## EXERCISE
In the entries below, find each line with the string "Noticed" and copy it.

*** DATASET ENTRIES ***

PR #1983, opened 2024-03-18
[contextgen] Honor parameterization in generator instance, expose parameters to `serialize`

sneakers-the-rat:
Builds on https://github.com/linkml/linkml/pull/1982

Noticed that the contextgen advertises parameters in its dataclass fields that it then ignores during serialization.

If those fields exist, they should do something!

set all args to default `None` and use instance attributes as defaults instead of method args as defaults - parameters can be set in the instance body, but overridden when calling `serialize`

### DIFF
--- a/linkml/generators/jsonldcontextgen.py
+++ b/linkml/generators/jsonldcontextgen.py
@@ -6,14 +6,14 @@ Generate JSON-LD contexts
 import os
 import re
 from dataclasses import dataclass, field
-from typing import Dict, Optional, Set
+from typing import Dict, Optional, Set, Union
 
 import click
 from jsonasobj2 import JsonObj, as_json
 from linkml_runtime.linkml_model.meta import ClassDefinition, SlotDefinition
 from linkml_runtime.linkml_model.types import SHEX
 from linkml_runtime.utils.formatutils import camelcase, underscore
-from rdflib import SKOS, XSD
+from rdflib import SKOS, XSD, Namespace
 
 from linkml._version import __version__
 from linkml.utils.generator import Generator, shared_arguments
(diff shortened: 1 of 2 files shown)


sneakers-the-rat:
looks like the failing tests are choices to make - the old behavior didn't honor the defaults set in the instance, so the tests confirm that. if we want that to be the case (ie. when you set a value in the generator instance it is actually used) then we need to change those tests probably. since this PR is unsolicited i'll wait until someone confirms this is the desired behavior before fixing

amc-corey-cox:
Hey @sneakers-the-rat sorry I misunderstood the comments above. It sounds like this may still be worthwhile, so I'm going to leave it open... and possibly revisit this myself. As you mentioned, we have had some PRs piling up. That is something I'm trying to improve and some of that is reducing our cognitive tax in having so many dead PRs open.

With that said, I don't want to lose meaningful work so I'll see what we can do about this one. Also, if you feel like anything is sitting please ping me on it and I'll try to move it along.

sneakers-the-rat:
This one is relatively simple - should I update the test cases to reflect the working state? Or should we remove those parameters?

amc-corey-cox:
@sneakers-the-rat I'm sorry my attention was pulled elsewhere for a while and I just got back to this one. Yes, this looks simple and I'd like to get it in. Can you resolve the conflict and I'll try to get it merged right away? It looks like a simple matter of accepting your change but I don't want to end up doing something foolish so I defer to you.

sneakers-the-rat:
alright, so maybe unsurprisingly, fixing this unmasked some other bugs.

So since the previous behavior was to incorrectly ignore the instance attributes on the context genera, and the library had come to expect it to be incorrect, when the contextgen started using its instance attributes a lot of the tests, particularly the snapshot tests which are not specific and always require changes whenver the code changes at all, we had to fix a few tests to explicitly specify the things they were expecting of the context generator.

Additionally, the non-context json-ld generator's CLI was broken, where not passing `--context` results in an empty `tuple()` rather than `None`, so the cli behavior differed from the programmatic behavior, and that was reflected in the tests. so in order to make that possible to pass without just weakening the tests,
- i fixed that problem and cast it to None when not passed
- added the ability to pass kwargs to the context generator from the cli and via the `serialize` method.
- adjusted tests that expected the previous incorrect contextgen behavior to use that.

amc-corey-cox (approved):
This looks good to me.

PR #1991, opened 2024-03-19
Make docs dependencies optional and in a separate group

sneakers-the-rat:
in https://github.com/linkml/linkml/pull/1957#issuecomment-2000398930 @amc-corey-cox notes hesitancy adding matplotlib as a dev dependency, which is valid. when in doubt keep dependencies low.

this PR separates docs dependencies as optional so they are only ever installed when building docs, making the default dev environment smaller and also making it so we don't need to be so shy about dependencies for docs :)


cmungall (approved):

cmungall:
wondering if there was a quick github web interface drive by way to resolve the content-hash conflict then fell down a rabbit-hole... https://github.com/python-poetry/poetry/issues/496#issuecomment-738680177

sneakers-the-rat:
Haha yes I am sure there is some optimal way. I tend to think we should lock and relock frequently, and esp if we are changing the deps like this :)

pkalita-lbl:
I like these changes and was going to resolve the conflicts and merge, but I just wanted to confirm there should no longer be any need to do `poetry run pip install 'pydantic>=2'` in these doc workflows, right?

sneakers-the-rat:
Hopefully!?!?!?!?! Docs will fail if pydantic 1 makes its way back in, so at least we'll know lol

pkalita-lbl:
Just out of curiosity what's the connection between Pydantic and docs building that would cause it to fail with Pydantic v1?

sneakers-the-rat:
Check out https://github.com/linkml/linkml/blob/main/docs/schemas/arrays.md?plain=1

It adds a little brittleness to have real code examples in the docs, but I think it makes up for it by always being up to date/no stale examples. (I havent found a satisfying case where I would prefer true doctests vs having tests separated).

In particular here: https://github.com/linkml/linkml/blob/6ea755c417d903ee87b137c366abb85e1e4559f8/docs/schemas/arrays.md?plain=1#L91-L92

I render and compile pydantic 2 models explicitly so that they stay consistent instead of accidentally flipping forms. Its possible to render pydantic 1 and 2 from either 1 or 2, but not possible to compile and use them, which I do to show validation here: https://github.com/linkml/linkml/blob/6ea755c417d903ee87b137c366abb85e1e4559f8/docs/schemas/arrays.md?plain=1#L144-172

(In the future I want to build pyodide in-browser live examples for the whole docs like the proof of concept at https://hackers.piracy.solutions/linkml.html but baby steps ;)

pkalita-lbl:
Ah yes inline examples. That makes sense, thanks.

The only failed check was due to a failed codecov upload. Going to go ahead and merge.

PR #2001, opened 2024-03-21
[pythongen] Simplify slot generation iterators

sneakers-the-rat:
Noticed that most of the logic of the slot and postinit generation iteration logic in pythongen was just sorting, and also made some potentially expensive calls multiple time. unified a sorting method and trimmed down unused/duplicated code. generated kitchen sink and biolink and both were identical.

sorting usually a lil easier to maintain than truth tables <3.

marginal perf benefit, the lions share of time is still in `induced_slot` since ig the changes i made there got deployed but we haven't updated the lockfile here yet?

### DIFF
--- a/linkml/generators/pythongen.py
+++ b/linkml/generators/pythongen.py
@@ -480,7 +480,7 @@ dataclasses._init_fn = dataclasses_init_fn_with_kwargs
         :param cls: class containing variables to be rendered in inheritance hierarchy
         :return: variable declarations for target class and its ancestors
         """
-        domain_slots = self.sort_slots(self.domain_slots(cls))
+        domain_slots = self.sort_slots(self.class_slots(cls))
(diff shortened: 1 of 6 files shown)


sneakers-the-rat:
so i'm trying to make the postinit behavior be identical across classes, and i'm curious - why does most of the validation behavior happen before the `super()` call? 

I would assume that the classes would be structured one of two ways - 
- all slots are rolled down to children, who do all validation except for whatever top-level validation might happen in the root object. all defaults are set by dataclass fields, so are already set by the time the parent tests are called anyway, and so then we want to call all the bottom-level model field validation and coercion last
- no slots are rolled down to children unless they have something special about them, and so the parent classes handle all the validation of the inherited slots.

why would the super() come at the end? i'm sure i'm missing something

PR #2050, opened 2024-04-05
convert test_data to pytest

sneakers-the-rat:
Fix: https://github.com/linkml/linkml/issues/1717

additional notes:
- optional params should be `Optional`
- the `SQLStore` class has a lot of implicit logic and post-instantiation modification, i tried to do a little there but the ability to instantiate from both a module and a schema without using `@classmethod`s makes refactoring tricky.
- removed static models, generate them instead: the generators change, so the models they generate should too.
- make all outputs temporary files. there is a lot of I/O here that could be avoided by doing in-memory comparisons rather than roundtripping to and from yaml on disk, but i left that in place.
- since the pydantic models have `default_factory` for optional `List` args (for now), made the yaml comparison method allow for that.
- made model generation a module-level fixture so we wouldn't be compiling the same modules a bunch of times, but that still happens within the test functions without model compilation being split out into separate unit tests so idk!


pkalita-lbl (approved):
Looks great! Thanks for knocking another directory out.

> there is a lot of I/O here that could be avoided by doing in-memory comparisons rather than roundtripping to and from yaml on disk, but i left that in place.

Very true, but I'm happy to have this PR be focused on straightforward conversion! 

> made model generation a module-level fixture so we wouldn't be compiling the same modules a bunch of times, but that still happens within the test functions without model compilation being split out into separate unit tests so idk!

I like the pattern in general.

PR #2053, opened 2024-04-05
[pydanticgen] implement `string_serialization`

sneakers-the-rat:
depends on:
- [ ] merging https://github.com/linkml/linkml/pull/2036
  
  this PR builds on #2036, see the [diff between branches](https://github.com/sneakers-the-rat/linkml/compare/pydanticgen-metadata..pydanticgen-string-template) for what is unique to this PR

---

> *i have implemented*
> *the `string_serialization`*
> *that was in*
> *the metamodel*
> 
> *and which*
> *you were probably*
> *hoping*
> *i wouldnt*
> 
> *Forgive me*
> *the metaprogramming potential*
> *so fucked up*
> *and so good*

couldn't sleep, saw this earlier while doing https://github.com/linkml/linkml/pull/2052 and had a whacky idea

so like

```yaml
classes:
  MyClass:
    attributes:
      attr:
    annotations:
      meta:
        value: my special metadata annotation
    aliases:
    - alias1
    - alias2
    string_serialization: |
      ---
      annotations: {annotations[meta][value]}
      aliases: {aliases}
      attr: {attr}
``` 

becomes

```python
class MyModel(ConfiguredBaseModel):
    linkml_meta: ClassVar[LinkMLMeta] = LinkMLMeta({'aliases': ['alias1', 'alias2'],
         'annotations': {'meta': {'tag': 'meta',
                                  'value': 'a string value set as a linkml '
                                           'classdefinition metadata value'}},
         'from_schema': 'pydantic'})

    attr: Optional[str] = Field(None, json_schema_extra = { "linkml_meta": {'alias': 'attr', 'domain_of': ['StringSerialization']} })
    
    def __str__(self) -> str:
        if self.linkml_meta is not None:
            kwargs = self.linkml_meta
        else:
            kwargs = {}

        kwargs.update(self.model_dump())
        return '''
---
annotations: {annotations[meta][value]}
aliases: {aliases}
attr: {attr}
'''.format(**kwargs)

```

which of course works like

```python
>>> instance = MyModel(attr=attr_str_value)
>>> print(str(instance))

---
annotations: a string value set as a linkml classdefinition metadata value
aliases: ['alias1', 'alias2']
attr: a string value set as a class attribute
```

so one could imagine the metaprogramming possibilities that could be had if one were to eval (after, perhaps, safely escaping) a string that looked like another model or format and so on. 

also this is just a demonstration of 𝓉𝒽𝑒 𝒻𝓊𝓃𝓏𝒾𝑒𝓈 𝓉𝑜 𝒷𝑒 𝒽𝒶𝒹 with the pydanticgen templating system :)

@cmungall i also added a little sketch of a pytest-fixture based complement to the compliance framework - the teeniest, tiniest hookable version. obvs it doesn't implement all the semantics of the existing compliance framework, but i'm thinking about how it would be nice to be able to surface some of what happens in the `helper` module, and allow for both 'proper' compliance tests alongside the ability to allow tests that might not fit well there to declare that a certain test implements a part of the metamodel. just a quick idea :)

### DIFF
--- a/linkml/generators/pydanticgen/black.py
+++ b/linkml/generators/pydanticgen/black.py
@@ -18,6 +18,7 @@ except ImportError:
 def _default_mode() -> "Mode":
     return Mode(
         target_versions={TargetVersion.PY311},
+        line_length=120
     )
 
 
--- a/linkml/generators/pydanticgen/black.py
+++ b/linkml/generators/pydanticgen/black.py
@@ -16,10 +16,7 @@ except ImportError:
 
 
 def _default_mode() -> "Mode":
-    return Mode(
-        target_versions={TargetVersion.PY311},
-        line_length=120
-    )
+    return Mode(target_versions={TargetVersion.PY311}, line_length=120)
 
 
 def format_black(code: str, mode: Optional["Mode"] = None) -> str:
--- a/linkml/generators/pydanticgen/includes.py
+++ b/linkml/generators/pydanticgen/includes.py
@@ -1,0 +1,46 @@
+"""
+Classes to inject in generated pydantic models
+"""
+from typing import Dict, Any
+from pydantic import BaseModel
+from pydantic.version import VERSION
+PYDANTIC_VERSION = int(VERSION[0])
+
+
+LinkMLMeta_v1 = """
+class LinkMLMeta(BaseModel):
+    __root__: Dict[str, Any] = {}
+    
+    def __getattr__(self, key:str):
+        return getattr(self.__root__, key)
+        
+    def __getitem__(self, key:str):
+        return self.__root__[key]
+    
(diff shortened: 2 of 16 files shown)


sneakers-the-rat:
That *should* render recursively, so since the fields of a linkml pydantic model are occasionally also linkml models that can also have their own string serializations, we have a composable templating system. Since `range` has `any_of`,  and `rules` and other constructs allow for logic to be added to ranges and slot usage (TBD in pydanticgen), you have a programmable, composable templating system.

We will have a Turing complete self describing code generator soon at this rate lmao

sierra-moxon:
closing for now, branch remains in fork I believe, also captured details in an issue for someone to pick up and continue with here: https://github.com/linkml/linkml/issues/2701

*** End of DATASET ENTRIES ***
*** DATASET ENTRIES ***

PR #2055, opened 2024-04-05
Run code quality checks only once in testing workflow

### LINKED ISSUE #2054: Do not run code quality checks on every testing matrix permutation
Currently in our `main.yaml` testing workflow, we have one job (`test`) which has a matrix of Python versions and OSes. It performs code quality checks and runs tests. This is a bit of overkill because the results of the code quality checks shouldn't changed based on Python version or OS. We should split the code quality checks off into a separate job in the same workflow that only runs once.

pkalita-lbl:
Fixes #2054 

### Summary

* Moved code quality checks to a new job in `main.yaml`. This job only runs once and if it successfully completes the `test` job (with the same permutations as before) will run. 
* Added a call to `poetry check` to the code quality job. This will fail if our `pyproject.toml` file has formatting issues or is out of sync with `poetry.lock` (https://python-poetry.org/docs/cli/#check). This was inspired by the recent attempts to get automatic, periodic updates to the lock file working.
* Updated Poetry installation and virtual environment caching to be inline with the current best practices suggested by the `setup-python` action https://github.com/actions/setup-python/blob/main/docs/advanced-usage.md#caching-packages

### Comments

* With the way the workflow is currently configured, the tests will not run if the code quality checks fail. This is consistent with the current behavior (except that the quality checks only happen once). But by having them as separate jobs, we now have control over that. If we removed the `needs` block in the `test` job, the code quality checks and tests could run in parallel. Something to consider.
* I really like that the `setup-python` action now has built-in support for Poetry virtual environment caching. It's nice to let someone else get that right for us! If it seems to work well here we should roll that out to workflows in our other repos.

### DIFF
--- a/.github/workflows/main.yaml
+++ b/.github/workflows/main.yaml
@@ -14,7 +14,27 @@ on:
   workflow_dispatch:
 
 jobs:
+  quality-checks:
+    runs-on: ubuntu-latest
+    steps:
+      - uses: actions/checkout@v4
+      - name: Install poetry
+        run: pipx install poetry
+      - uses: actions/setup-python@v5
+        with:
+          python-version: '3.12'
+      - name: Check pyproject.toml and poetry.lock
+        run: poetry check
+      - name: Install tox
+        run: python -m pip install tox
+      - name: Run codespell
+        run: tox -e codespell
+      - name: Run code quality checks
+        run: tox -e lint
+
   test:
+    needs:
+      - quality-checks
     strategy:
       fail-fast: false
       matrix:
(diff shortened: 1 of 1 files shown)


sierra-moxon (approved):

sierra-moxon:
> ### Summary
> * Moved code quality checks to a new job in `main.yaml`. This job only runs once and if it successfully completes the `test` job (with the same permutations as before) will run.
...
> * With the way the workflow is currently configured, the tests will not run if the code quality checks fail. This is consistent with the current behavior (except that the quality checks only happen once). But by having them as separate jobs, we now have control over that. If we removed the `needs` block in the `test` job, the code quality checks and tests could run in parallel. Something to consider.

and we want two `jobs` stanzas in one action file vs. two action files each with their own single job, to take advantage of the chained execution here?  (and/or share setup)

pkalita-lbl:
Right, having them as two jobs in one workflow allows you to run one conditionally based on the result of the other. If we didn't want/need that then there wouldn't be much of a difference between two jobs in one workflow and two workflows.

*** End of DATASET ENTRIES ***

## THE ANSWER
Noticed that the contextgen advertises parameters in its dataclass fields that it then ignores during serialization.
Noticed that most of the logic of the slot and postinit generation iteration logic in pythongen was just sorting, and also made some potentially expensive calls multiple time. unified a sorting method and trimmed down unused/duplicated code. generated kitchen sink and biolink and both were identical.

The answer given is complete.